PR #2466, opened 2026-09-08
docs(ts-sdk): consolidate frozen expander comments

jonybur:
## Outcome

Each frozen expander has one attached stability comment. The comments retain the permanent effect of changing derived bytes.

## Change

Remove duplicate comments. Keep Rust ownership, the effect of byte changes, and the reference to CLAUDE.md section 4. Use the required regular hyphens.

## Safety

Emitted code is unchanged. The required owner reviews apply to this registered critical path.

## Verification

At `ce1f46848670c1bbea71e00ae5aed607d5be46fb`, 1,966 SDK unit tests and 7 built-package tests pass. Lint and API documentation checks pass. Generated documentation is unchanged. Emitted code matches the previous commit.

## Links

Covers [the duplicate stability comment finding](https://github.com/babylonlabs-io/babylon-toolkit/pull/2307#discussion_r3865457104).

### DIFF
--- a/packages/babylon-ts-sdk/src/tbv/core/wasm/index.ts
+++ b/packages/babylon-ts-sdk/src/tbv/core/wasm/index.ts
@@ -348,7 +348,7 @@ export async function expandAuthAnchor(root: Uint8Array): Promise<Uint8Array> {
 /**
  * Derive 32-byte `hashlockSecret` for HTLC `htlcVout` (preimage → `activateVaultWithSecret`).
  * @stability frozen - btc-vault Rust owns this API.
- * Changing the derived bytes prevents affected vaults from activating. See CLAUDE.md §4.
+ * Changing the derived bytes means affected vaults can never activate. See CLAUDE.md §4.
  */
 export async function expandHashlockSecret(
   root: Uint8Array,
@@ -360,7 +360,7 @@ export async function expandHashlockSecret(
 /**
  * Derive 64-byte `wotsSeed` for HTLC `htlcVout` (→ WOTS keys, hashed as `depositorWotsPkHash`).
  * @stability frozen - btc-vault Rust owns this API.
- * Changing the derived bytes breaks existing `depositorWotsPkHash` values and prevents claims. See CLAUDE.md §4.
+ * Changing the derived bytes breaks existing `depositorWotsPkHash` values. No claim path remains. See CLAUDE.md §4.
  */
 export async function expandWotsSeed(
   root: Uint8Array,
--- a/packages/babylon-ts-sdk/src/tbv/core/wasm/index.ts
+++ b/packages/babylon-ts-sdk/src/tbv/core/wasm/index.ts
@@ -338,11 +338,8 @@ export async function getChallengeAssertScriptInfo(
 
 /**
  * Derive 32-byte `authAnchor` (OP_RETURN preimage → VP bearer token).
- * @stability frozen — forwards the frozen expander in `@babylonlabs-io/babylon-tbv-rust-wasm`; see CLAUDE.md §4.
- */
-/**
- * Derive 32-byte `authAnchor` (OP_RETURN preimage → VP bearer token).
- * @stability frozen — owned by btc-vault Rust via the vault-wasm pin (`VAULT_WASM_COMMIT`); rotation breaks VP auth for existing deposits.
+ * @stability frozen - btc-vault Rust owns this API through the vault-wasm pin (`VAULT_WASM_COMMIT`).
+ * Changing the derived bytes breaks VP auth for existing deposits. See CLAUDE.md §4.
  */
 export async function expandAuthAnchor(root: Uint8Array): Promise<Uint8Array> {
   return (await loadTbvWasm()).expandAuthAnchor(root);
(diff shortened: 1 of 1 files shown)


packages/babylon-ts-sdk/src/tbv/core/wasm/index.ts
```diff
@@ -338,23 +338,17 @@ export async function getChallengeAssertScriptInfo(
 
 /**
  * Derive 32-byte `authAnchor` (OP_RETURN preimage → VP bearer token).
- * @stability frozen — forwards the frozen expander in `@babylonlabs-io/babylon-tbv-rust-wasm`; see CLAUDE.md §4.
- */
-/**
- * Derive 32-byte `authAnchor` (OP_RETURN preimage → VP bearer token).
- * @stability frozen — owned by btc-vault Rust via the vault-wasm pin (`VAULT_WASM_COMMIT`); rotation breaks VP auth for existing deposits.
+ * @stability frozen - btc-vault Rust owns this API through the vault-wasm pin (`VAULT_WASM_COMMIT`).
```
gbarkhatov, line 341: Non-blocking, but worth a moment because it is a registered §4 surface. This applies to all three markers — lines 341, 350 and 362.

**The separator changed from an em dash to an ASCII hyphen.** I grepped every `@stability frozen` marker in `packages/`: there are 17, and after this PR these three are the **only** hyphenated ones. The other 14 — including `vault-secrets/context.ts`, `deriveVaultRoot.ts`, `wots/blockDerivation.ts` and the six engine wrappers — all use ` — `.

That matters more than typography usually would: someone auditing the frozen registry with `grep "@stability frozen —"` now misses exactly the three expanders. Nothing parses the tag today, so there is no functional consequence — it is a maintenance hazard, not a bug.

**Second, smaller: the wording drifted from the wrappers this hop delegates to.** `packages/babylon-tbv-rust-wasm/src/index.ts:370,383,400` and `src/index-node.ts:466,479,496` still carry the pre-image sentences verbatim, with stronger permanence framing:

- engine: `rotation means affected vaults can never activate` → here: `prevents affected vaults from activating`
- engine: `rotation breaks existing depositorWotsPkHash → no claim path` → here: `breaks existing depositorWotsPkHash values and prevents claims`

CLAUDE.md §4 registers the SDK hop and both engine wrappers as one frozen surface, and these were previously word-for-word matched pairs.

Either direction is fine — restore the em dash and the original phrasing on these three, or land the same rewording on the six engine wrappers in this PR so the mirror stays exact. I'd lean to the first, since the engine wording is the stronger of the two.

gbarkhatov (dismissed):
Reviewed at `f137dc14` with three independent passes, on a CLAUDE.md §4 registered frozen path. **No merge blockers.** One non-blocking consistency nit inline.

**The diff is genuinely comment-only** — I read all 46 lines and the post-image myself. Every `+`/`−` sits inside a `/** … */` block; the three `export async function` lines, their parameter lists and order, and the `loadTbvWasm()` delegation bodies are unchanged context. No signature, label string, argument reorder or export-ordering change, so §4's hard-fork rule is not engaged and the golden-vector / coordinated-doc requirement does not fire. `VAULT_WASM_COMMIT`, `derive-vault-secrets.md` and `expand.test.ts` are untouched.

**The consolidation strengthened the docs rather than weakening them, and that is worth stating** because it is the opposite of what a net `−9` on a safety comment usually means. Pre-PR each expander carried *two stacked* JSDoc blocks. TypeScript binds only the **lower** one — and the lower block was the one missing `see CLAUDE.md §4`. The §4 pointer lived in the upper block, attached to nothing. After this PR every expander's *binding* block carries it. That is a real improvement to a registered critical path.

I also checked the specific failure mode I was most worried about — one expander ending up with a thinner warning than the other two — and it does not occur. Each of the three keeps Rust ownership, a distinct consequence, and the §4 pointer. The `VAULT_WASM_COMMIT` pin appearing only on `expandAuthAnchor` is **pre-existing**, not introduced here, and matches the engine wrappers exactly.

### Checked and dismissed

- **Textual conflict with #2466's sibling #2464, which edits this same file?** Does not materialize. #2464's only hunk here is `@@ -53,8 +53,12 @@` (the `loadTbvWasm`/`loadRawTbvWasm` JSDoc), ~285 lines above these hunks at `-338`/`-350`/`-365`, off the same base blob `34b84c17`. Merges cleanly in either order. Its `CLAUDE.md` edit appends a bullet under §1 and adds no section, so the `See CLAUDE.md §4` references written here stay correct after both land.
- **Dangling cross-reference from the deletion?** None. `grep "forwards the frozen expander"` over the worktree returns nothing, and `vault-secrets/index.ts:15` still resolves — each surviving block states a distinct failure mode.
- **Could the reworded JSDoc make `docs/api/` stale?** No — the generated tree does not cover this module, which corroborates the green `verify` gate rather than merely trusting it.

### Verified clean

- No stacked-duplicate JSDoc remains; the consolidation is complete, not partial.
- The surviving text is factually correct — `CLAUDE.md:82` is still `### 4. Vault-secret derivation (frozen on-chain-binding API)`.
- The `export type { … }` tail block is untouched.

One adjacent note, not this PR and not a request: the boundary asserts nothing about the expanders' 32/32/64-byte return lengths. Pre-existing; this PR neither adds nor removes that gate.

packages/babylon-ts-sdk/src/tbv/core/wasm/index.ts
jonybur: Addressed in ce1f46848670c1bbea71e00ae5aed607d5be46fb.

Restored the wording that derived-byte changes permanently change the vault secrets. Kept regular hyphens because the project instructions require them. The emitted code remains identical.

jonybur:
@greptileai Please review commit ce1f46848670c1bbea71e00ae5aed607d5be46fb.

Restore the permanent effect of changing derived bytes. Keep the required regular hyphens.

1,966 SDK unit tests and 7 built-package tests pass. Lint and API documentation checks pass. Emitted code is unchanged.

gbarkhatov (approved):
++++++++
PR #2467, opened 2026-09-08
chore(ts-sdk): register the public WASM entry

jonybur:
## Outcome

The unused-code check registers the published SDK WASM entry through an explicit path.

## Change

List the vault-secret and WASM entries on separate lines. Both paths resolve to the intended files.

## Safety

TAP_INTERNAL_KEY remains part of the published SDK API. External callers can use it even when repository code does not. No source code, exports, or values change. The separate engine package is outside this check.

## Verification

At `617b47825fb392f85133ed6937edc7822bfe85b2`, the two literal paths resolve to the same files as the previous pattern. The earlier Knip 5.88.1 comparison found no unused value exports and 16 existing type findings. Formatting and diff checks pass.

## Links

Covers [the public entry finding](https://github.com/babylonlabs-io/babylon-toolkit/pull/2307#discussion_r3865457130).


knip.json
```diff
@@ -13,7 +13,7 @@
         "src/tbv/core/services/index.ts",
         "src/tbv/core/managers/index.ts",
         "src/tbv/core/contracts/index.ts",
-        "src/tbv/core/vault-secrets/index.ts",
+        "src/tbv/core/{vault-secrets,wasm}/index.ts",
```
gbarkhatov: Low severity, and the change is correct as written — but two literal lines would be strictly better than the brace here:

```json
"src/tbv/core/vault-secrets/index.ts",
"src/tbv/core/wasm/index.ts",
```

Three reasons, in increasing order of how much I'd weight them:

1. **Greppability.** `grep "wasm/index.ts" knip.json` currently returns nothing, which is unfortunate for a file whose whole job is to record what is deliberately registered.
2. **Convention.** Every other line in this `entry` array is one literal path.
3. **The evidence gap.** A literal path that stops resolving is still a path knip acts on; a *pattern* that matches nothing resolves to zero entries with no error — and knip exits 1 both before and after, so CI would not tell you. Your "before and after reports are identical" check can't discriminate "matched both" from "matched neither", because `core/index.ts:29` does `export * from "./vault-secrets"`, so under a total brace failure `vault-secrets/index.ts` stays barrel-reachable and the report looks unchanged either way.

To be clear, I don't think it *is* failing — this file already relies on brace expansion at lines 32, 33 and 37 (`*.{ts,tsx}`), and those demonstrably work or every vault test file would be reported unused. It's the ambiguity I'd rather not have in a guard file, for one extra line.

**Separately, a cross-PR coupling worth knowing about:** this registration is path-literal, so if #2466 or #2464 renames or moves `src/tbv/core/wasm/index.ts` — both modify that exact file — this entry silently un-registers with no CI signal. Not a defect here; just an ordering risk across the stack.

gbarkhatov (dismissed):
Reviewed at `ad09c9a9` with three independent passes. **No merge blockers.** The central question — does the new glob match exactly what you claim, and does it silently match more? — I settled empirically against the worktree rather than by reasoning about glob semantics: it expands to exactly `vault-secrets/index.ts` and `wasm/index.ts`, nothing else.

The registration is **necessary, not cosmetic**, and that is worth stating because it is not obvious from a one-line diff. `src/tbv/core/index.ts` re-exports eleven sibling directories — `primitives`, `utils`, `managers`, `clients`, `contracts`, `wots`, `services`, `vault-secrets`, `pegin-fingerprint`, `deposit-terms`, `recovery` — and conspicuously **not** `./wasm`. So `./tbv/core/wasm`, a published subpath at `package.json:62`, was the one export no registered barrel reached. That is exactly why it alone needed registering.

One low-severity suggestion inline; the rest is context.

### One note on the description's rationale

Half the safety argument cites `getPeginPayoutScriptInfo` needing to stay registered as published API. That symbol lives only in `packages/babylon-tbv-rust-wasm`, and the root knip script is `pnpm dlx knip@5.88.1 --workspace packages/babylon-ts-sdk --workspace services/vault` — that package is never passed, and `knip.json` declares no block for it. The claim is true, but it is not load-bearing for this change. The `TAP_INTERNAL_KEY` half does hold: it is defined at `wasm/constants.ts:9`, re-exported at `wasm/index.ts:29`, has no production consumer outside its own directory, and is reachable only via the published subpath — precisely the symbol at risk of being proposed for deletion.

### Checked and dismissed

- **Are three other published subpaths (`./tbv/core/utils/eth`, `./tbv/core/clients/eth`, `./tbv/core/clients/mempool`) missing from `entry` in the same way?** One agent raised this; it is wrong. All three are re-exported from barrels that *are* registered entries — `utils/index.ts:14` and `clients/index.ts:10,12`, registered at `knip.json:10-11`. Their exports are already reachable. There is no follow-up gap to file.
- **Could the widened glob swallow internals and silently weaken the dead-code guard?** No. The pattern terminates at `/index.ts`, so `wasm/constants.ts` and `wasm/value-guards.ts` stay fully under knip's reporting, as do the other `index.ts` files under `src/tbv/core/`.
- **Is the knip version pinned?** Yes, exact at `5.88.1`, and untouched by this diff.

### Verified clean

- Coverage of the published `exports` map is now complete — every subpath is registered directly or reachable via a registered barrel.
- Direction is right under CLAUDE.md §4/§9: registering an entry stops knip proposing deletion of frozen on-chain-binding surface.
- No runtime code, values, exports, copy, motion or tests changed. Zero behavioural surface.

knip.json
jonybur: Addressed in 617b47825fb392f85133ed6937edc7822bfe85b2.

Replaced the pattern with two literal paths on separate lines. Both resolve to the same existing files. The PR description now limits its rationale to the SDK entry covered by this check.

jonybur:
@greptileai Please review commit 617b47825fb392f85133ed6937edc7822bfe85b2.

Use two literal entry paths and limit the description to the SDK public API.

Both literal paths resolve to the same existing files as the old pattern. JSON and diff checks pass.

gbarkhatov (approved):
++++++++
## PROBLEM STATEMENT
State only the number of lines above that contain the word "comments".

## EXERCISE RESULT
3